#### [The task]
Work through the data and report how many lines include the string "placed", giving the number alone.

== Provided data

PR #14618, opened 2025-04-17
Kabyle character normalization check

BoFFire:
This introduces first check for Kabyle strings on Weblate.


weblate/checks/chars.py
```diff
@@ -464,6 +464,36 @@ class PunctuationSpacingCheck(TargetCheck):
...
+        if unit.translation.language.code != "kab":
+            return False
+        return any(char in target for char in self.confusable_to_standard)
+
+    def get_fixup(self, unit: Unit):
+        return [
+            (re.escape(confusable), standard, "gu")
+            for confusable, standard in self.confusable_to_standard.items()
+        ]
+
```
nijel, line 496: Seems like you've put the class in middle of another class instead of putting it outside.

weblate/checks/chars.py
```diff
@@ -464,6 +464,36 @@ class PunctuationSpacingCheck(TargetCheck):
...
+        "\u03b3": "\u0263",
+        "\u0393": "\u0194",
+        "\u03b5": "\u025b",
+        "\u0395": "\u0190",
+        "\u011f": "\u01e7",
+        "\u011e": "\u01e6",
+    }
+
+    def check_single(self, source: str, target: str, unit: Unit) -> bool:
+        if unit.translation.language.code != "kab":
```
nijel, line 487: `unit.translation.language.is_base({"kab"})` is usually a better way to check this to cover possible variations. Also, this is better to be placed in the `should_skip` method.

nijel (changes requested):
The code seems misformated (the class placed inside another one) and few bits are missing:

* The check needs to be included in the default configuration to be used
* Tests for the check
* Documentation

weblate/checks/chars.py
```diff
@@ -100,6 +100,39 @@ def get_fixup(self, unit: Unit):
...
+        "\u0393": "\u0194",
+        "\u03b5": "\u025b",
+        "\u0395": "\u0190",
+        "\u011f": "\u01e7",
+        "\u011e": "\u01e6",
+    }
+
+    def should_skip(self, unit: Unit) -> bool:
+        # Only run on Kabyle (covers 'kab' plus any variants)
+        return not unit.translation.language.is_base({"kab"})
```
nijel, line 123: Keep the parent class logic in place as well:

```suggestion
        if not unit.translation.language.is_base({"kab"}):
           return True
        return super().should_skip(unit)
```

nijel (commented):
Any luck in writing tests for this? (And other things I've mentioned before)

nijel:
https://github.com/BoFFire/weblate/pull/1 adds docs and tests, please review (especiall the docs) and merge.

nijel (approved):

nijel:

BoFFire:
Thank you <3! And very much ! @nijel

====

#### [Task solution]
2